**Work order**:
Copy each line in the data that includes the word "config".

Collected data
|---|

PR #1038, opened 2022-02-24
Fix/S3 too many object listing

daikw:
## Requirements

- `aptly publish` becomes too slow to execute, if you use S3 as your storage, and your S3 bucket has full of objects.
- This is because `s3.ListObjectsPages` (used in `PublishedStorage#internalFilelist`) without `Prefix` option scans all of object inside the specified bucket.

## Description of the Change

- calculate `prefix` value from `publishedDirectory`
- call `PublishedStorage#internalFilelist` with `prefix` value

## Checklist

- ~[ ] unit-test added (if change is algorithm)~
- ~[ ] functional test added/updated (if change is functional)~
- ~[ ] man page updated (if applicable)~
- ~[ ] bash completion updated (if applicable)~
- ~[ ] documentation updated~

### DIFF
--- a/s3/public.go
+++ b/s3/public.go
@@ -297,11 +297,18 @@ func (storage *PublishedStorage) RemoveDirs(path string, progress aptly.Progress
 func (storage *PublishedStorage) LinkFromPool(publishedDirectory, fileName string, sourcePool aptly.PackagePool,
 	sourcePath string, sourceChecksums utils.ChecksumInfo, force bool) error {
 
+	// in: prefix/pool/component/liba/libav/
+	// out: prefix
+	directoryRoot := func(path string) string {
+		return strings.Split(path, "/")[0]
+	}
+
+	prefix := directoryRoot(publishedDirectory)
 	relPath := filepath.Join(publishedDirectory, fileName)
 	poolPath := filepath.Join(storage.prefix, relPath)
 
 	if storage.pathCache == nil {
-		paths, md5s, err := storage.internalFilelist("", true)
+		paths, md5s, err := storage.internalFilelist(prefix, true)
 		if err != nil {
 			return errors.Wrap(err, "error caching paths under prefix")
 		}
--- a/AUTHORS
+++ b/AUTHORS
@@ -44,3 +44,4 @@ List of contributors, in chronological order:
 * Andre Roth (https://github.com/neolynx)
 * Lorenzo Bolla (https://github.com/lbolla)
 * Benj Fassbind (https://github.com/randombenj)
+* Daiki Watanabe (https://github.com/daikw)


s3/public.go
```diff
@@ -297,11 +297,18 @@ func (storage *PublishedStorage) RemoveDirs(path string, progress aptly.Progress
...
 
+	// in: prefix/pool/component/liba/libav/
+	// out: prefix
+	directoryRoot := func(path string) string {
+		return strings.Split(path, "/")[0]
+	}
+
+	prefix := directoryRoot(publishedDirectory)
 	relPath := filepath.Join(publishedDirectory, fileName)
 	poolPath := filepath.Join(storage.prefix, relPath)
```
r4co0n, line 308: I think `storage.prefix` already contains the `directoryRoot` you introduced. This will also use the full prefix if it containes `/`.

randombenj:
Closing this due to inactivity, feel free to leave a comment when you want to reopen it :)

s3/public.go
daikw: Sorry for my extremely late feedback.
I completely have forgotten this PR after writing, but I have chance to revise it now.

In conclusion, in our project, aptly config `S3PublishEndpoints.[].prefix` is not precisely configured.
This PR's change is completely problematic. I'm grad to notice this. Thank you!

daikw: Sorry for my extremely late feedback.
I completely have forgotten this PR after writing, but I have chance to revise it now.

---

> `storage.prefix` already contains the `prefix` you introduced

According to following survey, I think this is not true.

`storage.prefix` is like `test.s3.bucket.com`, and `prefix` I introduced is like `published_directory_root`.

But this PR is completely problematic (test fails, other storage implementations are ignored, and so on), so I'd like to think another patch later. Thanks in advance!

---

There are some `prefix`es in the aptly project. I think at least 2 prefixes are used.

- [`PublishedStorage#prefix`](https://github.com/aptly-dev/aptly/blob/aeef41bf70de25bdbe8ef456328d24c989b909df/s3/public.go#L50)
    - The implementation of the interface [`PublishedStorage`](https://github.com/aptly-dev/aptly/blob/aeef41bf70de25bdbe8ef456328d24c989b909df/aptly/interfaces.go#L63)
    - This is configured by [`XxxPublishEndpoints.[].prefix`](https://github.com/aptly-dev/aptly/blob/aeef41bf70de25bdbe8ef456328d24c989b909df/utils/config.go#L58)
- [`PublishedRepo#Prefix`](https://github.com/aptly-dev/aptly/blob/aeef41bf70de25bdbe8ef456328d24c989b909df/deb/publish.go#L39)
    - `Package` does not have `prefix` field. Instead, some `Package`'s method have `prefix` argument.

storage's prefix does not equal to repo's prefix.

---

In this PR, I'd like to restrict `PublishedStorage#internalFilelist`'s scanning scope by using a prefix like `test.s3.bucket.com/published_directory_root`, instead of `test.s3.bucket.com/`.

When we exec `aptly publish snapshot` command, method call is like following:

1. [`PublishedRepo#Publish`](https://github.com/aptly-dev/aptly/blob/aeef41bf70de25bdbe8ef456328d24c989b909df/deb/publish.go#L553)
1. [`Package#LinkFromPool`](https://github.com/aptly-dev/aptly/blob/aeef41bf70de25bdbe8ef456328d24c989b909df/deb/package.go#L615)
    - `publishedDirectory` is calculated from `prefix` argument (which is `PublishedRepo#Prefix`)
1. [`PublishedStorage#LinkFromPool`](https://github.com/aptly-dev/aptly/blob/aeef41bf70de25bdbe8ef456328d24c989b909df/s3/public.go#L305)
1. [`PublishedStorage#internalFilelist`](https://github.com/aptly-dev/aptly/blob/aeef41bf70de25bdbe8ef456328d24c989b909df/s3/public.go#L375C46-L375C46)
    - `storage.prefix` is used as the base prefix (which is `PublishedStorage#prefix`)

repo's prefix information is included in `publishedDirectory`, but it is not used in scanning files.
That is why I used `prefix := directoryRoot(publishedDirectory)`.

|---|

**Answer below**:
In conclusion, in our project, aptly config `S3PublishEndpoints.[].prefix` is not precisely configured.
    - This is configured by [`XxxPublishEndpoints.[].prefix`](https://github.com/aptly-dev/aptly/blob/aeef41bf70de25bdbe8ef456328d24c989b909df/utils/config.go#L58)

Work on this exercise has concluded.